Marah: Tener y retener

Los hermanos Bielanko ese dia en el Bilborock (foto: Joaquín Mazariegos).

Viernes 30 de septiembre 2011, Bilbao, Bilborock, 22 h, entrada libre.

El Festival Bilbao Jet Lag Bio, de promoción inconcreta y objetivos incógnitos, montó el viernes un bolo gratuito de los neoyorquinos Marah, muy queridos por los lares vascongados. Sorpresivamente, el Bilborock no se reventó. Mejor: más cómodos estuvimos los fieles. Los Marah de nuestros amores, que arrancaron en el Basque Country su gira española, arribaron coliderados por los reconciliados hermanos Bielanko, de Filadelfia: el sudoroso e intenso David, presuntamente de nuevo enganchado al alcohol, y su hermano Serge, más gordo y atado a las responsabilidades familiares. El encuentro tuvo cuatro grandes pegas: al quinteto le faltaba la tercera guitarra híper épica, la sección de ritmo parecía poco implicada, el sonido fue malísimo (no se colegía la voz, el bajo se imponía mate…) y, para más inri, tras un clímax absoluto, David paró el bolo para salir a fumar. Lo nunca visto, oigan.

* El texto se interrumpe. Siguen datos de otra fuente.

PR #364, opened 2026-08-06
docs: add Cilium CNI integration example and documentation (#121)

### LINKED ISSUE #121: Interaction between Cilium bootstrap taint and Node Readiness Controller
While integrating Node Readiness Controller (NRC) with Cilium-managed clusters, we observed potential overlap in bootstrap taint management.

**Background:**

When running Node Readiness Controller (NRC) in clusters that use Cilium as the CNI, Cilium currently manages a bootstrap [taint](https://docs.cilium.io/en/stable/installation/taints/) via a [flag](https://docs.cilium.io/en/stable/cmdref/cilium-operator/):
`node.cilium.io/agent-not-ready:NoSchedule`

**Behavior:**
- Cilium adds this taint during node initialization.
- It removes the taint once the Cilium agent is ready.
- It also sets the built-in Kubernetes node condition:
`NetworkUnavailable=False`

**Configuration Option:**

The taint key is [configurable](https://docs.cilium.io/en/stable/cmdref/cilium-agent/) via: `--agent-not-ready-taint-key` 
This allows overriding the default key (e.g. to readiness.k8s.io/network-not-ready).

Image

**Potential Overlap:**

If users configure NRC to enforce network readiness via taints and Cilium’s bootstrap taint management remains enabled, then both components may attempt to manage taints for the same network readiness domain.

One possible approach to resolve this would be:
If users choose to manage this taint with NRC, they could disable Cilium’s taint management component so that NRC becomes the sole manager of the network readiness taint.

**Motivation:**

We are working toward standardizing readiness taints under a fixed prefix (e.g. readiness.k8s.io/*) so that:
- Readiness taints can be categorized consistently.
- Autoscaling components (e.g. Cluster Autoscaler) can treat readiness taints differently from permanent taints.
- We avoid per-vendor allow-listing in autoscaling configurations.
- UX improves when integrating readiness enforcement across components.

Since Cilium already allows overriding the taint key via `--agent-not-ready-taint-key` it appears technically possible to align the bootstrap taint with a standardized readiness prefix without requiring changes to Cilium itself.

Dasmat13:
Fixes #121

### Summary
Adds documentation and an example manifest for integrating **Cilium CNI** with the Node Readiness Controller.

### Key Details
- **Taint Key Alignment:** Details configuring Cilium's `--agent-not-ready-taint-key` to match `readiness.k8s.io/network-not-ready`.
- **NodeReadinessRule:** Demonstrates using `NetworkUnavailable=False` for bootstrap network readiness.
- **Continuous Health:** Explains differences between bootstrap `NetworkUnavailable` status and continuous runtime health probes.

### Changes
- `examples/cni-readiness/cilium-network-readiness-rule.yaml`: Manifest for Cilium network readiness rule.
- `docs/book/src/examples/cni-readiness.md`: Added Cilium CNI integration guide.
- `examples/cni-readiness/README.md`: Added Cilium note.

### DIFF
--- a/docs/book/src/examples/cni-readiness.md
+++ b/docs/book/src/examples/cni-readiness.md
@@ -144,3 +144,35 @@ To test this, add a new node to the cluster.
 
 3.  **Check Taint Removal**:
     As soon as the condition becomes `True`, the Node Readiness Controller will remove the taint, and workloads will be scheduled.
+
+## Cilium CNI Integration & Bootstrap Taints
+
+When using **Cilium** as your CNI plugin:
+
+1. **Align Bootstrap Taints**: Configure Cilium's agent not-ready taint flag to use the standardized `readiness.k8s.io/*` prefix:
+   ```yaml
+   # Helm values for Cilium
+   extraArgs:
+     - --agent-not-ready-taint-key=readiness.k8s.io/network-not-ready
+   ```
+
+2. **Bootstrap NodeReadinessRule**: Once Cilium initializes networking, it sets the built-in Kubernetes node condition `NetworkUnavailable=False`. You can define a rule to untaint nodes based on `NetworkUnavailable`:
+   ```yaml
+   # cilium-network-readiness-rule.yaml
+   apiVersion: readiness.node.x-k8s.io/v1alpha1
+   kind: NodeReadinessRule
+   metadata:
+     name: cilium-network-readiness-rule
+   spec:
+     conditions:
+       - type: "NetworkUnavailable"
+         requiredStatus: "False"
+     taint:
+       key: "readiness.k8s.io/network-not-ready"
+       effect: "NoSchedule"
+       value: "true"
+     enforcementMode: "bootstrap-only"
+   ```
+
+> [!NOTE]
+> Cilium updates `NetworkUnavailable=False` during node bootstrap. For continuous post-startup health monitoring, pair this with a custom DaemonSet probe and `enforcementMode: "continuous"`.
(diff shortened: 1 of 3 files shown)


Dasmat13:
Hi @haircommander @tallclair, quick ping on this PR. Could you take a look and `/ok-to-test` when you get a chance? Thanks

ajaysundark:
cc @arnab-logs

 could you take a look?

arnab-logs:
Thanks for picking this up @Dasmat13 I went through yor PR thoroughly had a few thoughts 

The issue's suggested resolution was to pick a single owner for the readiness taint either NRC or Cilium, not both, since two independent controllers managing the same taint risks an overlap

This PR renames Cilium's taint key to the prefix `--agent-not-ready-taint-key=readiness.k8s.io/network-not-ready` & adds an NRC `NodeReadinessRule` targeting that same key via `NetworkUnavailable`. But asper Cilium's own docs, `--agent-not-ready-taint-key` only changes the name of the taint Cilium manages; Cilium's agent still adds and removes it itself independent of NRC

So in the common case Cilium will remove the taint on its own before NRC's rule could do anything i.e. nrc rule ends up watching a taint someone else already cleared. 

Also, I found 2 documented cases where trusting its own internal readiness signal alone caused problems (and where NRC could be of help)
- https://github.com/cilium/cilium/issues/10762
- https://github.com/cilium/cilium/issues/29405

I think a way to work with it would be either:

1. Make cilium as authoritative i.e. keep the renamed flag (with this we get the standardized prefix for autoscaler tooling which was also the core motivation in #121) and drop the `NodeReadinessRule` for this specific taint since it is nit doing anything Cilium isn't already doing by itself
2. Give NRC the authority to remove taints i.e. we don't touch Cilium's flag at all, leave it at its default `node.cilium.io/agent-not-ready`. Instead the docs needs to explain how to get the node to start already tainted with `readiness.k8s.io/network-not-ready` (e.g. via `--register-with-taints` at node creation) and then let the `NodeReadinessRule` from this PR remove that taint based on `NetworkUnavailable`.

cc: @ajaysundark  since this touches a bit of a design decision, wanted to get your read on which direction makes sense here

Con mal sonido, una banda completada por mercenarios y un ‘clímax interruptus’, un concierto debería fracasar, ¿verdad? No obstante, Marah triunfaron y casi nos hicieron llorar de emoción. «El que tuvo retuvo», dijo al acabar el pinchadiscos Titi. En 103 minutos, contando los ocho de interrupción por su adicción tabaquera, Marah, perjudicados por un sonido impresentable, fueron de menos a más y se hartaron de romper corazones mientras bebían cervezas San Miguel y Estrella (y en el bis vino Campo Viejo). Siete disparos tuvo la primera andanada: el rock and roll urbano springsteeniano perdió pegada por la mesnada mercenaria, el hermano Serge levantó la alegría céltica en ‘Sooner Or Later’ y la esencia pretérica rebosó en dos números acústicos, el primero con el trío más genuino, o sea los hermanos y la teclista Christine Smith en ‘City Of Dreams’, y el segundo con los cinco músicos sin enchufe en la festiva y a lo Elliott Murphy ‘Walt Whitman Bridge’.

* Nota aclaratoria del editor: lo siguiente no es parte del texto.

PR #373, opened 2026-08-08
docs: remove undocumented gracePeriod, fix taint comment

Daniel-1600:
## Description

`Graceperiod` is documented in the documentation but never used in any controller logic using it, so it is currently documentation-only and misleading for users.
## Checklist
- [ ] `make test` passes
- [ ] `make lint` passes

```release-note

```
Doc #(issue)

### DIFF
--- a/CONTEXT.md
+++ b/CONTEXT.md
@@ -127,9 +127,6 @@ type NodeReadinessRuleSpec struct {
     // Node selector for targeting specific nodes
     NodeSelector *metav1.LabelSelector `json:"nodeSelector,omitempty"`
     
-    // Grace period before applying taint changes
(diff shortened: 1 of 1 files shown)


AvineshTripathi:
@ajaysundark do you think we need GracePeriod feature?

Also @Daniel-1600 I see more reference in the same file

Daniel-1600:
Ooh yeah I saw the other reference thanks , @AvineshTripathi should i proceed to remove all the other references or wait for @ajaysundark to confirm if we still really need the feature ?

ajaysundark:
> do you think we need GracePeriod feature?

These can be cleaned up; @Daniel-1600  thanks for taking care of this!

PR #379, opened 2026-08-09
Add Prometheus metrics to readiness condition reporter

### LINKED ISSUE #380: [Feature] Reporter metrics
Emit metrics from readiness reporter

rawadhossain:
### Description
Implements the Reporter metrics specified in the [observability design](https://github.com/ajaysundark/node-readiness-controller/blob/9244f4eef28234321fecc988435b846fd3c12507/docs/observability-design.md)

- `node_readiness_reporter_build_info`
- `node_readiness_reporter_check_duration_seconds`
- `node_readiness_reporter_checks_total`
- `node_readiness_reporter_condition_writes_total`

Also adds the Prometheus `/metrics` and `/healthz` endpoints to the readiness condition reporter.

### Implementation choices
- **Single HTTP server** for both `/metrics` and `/healthz` to keep the Reporter to one listener and port.
- **Dedicated Prometheus registry** to keep the Reporter's metrics isolated and avoid registration conflicts in tests, following the same general pattern used by the controller metrics.
- Port **`:9445` as the default metrics port** because the Reporter runs with `hostNetwork: true`. The address is configurable through `METRICS_BIND_ADDRESS`.

### Build fix
Updated `Dockerfile.reporter` to build the Reporter package instead of single file `main.go`, since the new `metrics.go` also needs to be included. 

Fixes #380

## Type of Change
/kind feature

## Testing
- Verified metrics scraping with a live `kind` cluster and Prometheus.
- Verified graceful SIGTERM shutdown.
- Verified the Reporter continues its normal check/condition-update loop when the metrics port is unavailable.

## Checklist
- [x] `make test` passes
- [x] `make lint` passes


cmd/readiness-condition-reporter/main.go
```diff
@@ -161,8 +202,18 @@ func runCheck(ctx context.Context, httpClient *http.Client, clientset kubernetes
 		}
 	}
 
+	switch health.Reason {
+	case "EndpointOK":
```
AvineshTripathi: lets make these const

cmd/readiness-condition-reporter/main.go
```diff
@@ -142,6 +176,11 @@ func main() {
 		select {
 		case <-ctx.Done():
 			klog.InfoS("Shutting down readiness condition reporter", "reason", ctx.Err())
+			shutdownCtx, shutdownCancel := context.WithTimeout(context.Background(), metricsShutdownTimeout)
+			if err := metricsServer.Shutdown(shutdownCtx); err != nil {
+				klog.ErrorS(err, "Failed to gracefully shut down metrics server")
+			}
+			shutdownCancel()
```
AvineshTripathi: maybe this in defer before Shutdown func call

cmd/readiness-condition-reporter/metrics.go
```diff
@@ -0,0 +1,74 @@
...
+)
+
+func init() {
+	// Register custom metrics with the dedicated reporter registry.
+	registry.MustRegister(reporterBuildInfo)
+	registry.MustRegister(reporterCheckDuration)
+	registry.MustRegister(reporterChecksTotal)
+	registry.MustRegister(reporterConditionWritesTotal)
+
+	reporterBuildInfo.WithLabelValues(info.GetVersionParts()[0]).Set(1)
```
AvineshTripathi: while `GetVersionParts` func currently returns a non empty array. I think we still should add a length check for `info.GetVersionParts()[0]`

cmd/readiness-condition-reporter/metrics.go
```diff
@@ -0,0 +1,74 @@
...
+			Name:    "node_readiness_reporter_check_duration_seconds",
+			Help:    "Duration of health probe checks.",
+			Buckets: prometheus.DefBuckets,
+		},
+	)
+
+	// reporterChecksTotal tracks total probe check results over time.
+	reporterChecksTotal = prometheus.NewCounterVec(
+		prometheus.CounterOpts{
+			Name: "node_readiness_reporter_checks_total",
```
AvineshTripathi, line 53: `node_readiness_reporter_checks` instead

cmd/readiness-condition-reporter/main.go
```diff
@@ -127,11 +145,27 @@ func main() {
 		Timeout: defaultHTTPTimeout,
 	}
 
+	mux := http.NewServeMux()
+	mux.Handle("/metrics", promhttp.HandlerFor(registry, promhttp.HandlerOpts{}))
+	mux.HandleFunc("/healthz", func(w http.ResponseWriter, _ *http.Request) {
+		w.WriteHeader(http.StatusOK)
+	})
+	metricsServer := &http.Server{
```
AvineshTripathi, line 155: why not using "sigs.k8s.io/controller-runtime/pkg/metrics/server"? We already have it as part of go.mod

AvineshTripathi (commented):
Thank you for starting this PR! I have left some comments

cmd/readiness-condition-reporter/metrics.go
AvineshTripathi: but I see in #344 it says `node_readiness_reporter_checks_total `

cmd/readiness-condition-reporter/main.go
rawadhossain: Yeah, I looked into this one. It can run standalone without a full Manager setup, but I kept the current approach for a few reasons:
- We use a dedicated registry for the Reporter, so the `/metrics` endpoint only exposes the metrics we explicitly register.
- The current implementation gives us explicit control over the metrics server shutdown and keeps the existing klog setup.
- Using `metrics/server` doesn't really make the implementation simpler once the registry and logging setup are included.

I also tested the current setup with a real SIGTERM against a live pod, and it shuts down cleanly in ~0.3s. So I kept the current implementation since it gives us the behavior we wanted and is already validated. Im okay to switch to `metrics/server` if you think that's preferable here.

cmd/readiness-condition-reporter/main.go
rawadhossain: Done. Moved the cancellation to defer

cmd/readiness-condition-reporter/main.go
rawadhossain: yes, added constants now

cmd/readiness-condition-reporter/metrics.go
rawadhossain: yeah, that'd be better. Added a length check with unknown as the fallback when no version is available.

cmd/readiness-condition-reporter/metrics.go
rawadhossain: Yeah, was confused about this too, so kept it as in the design doc.

ajaysundark: I followed https://prometheus.io/docs/practices/naming/#metric-names. The metrics convention suggests that `an accumulating count has total as a suffix`. Also on a similar note, https://www.robustperception.io/on-the-naming-of-things/ was a good read on why our `node_readiness_rules_total` (a gauge) metric could drop the suffix as can cause to confusions like [this](https://github.com/canonical/grafana-k8s-operator/issues/316#issuecomment-2038765819).

cmd/readiness-condition-reporter/metrics.go
```diff
@@ -0,0 +1,78 @@
...
+)
+
+// registry is a dedicated Prometheus registry for the reporter.
+var registry = prometheus.NewRegistry()
+
+var (
+	// reporterBuildInfo tracks the reporter binary version to track fleet version skew.
+	reporterBuildInfo = prometheus.NewGaugeVec(
+		prometheus.GaugeOpts{
+			Name: "node_readiness_reporter_build_info",
```
ajaysundark, line 32: @rawadhossain just reviewed #406. Don't we need the ldFlags on this one?

rawadhossain: Yeah, we need it here too. Was planning to get #406 merged first and then follow up here. I’ll push the changes once #406 lands.

rawadhossain: @ajaysundark done with the idFlags changes now that #406 is merged. PTAL.

AvineshTripathi:
/lgtm

I think this is all good now. @ajaysundark can you take a final look

cmd/readiness-condition-reporter/metrics.go
```diff
@@ -0,0 +1,75 @@
...
+		},
+		func() float64 { return 1 },
+	)
+
+	// reporterCheckDuration tracks the duration of health probe checks.
+	reporterCheckDuration = prometheus.NewHistogram(
+		prometheus.HistogramOpts{
+			Name:    "node_readiness_reporter_check_duration_seconds",
+			Help:    "Duration of health probe checks.",
+			Buckets: prometheus.DefBuckets,
```
ajaysundark: An AI review caught this as excessive, so I looked it up - https://pkg.go.dev/github.com/prometheus/client_golang/prometheus#pkg-variables. The default bucket seems to be 11 buckets from 0.005 granularity to 10s.

I wonder whether these many milliseconds accuracy is needed. May be we could keep it fewer to something like {0.1, 0.5, 1, 5, 10 }?

cmd/readiness-condition-reporter/metrics.go
```diff
@@ -0,0 +1,75 @@
...
+			Help: "Total probe check results over time.",
+		},
+		[]string{"result"}, // result: healthy, unhealthy, error
+	)
+
+	// reporterConditionWritesTotal tracks how the reporter handles Node condition updates.
+	reporterConditionWritesTotal = prometheus.NewCounterVec(
+		prometheus.CounterOpts{
+			Name: "node_readiness_reporter_condition_writes_total",
+			Help: "Total Node condition updates, including skipped writes when the condition is unchanged.",
```
ajaysundark:
```suggestion
			Help: "Total Node condition updates handled by the reporter.",
```

cmd/readiness-condition-reporter/metrics.go
```diff
@@ -0,0 +1,75 @@
...
+
+// registry is a dedicated Prometheus registry for the reporter.
+var registry = prometheus.NewRegistry()
+
+var (
+	// reporterBuildInfo tracks the reporter binary version to track fleet version skew.
+	reporterBuildInfo = prometheus.NewGaugeFunc(
+		prometheus.GaugeOpts{
+			Name: "node_readiness_reporter_build_info",
+			Help: "Reporter binary version to track fleet version skew.",
```
ajaysundark:
```suggestion
			Help: "Reporter binary version.",
```

ajaysundark:
/lgtm

please address the comments when you get time before we could merge this.

cmd/readiness-condition-reporter/metrics.go
rawadhossain: Looked into this and I agree that the default buckets are more than we need here. Tested it by running the reporter against real traffic + some deliberate slow responses to see which buckets actually mattered.

So I ended up with `{0.005, 0.1, 0.25, 0.5, 1, 2.5, 5, 10}`. Kept a few more buckets since they were catching useful delays in testing.

Committed the changes. PTAL.

AvineshTripathi:
/lgtm

Adding it again! Changes looks good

De seguido a ésta sonó ‘The Dishwasher Dream’ y se montó parda: Serge sopló la armónica entre la peña a hombros de un fan, después la sopló a pie mientras compartía el katxi con un espectador y las parejas se besaban. Pero, lo nunca visto, ya se ha dicho, terminaron la canción y en pleno clímax se largaron a fumar. ¡Qué frialdad! Menos mal que en la segunda parte los Bielanko rocanrolearon con el alma que les supura y los dientes apretados. Cupieron ocho temas más: en el bis, el soul ‘Love Train’ de los O’Jays, pero antes Serge implantó su actitud cerebral (el medio tiempo ‘The Apartment’, a lo Steve Earle), empapado bajo su gorro de nieve David se extasió como Graham Parker en ‘The Closer’, y entre birras y arreglos a lo Wilco los adorados Marah nos dejaron otra vez felices, pensando en lo que pudo ser y no fue.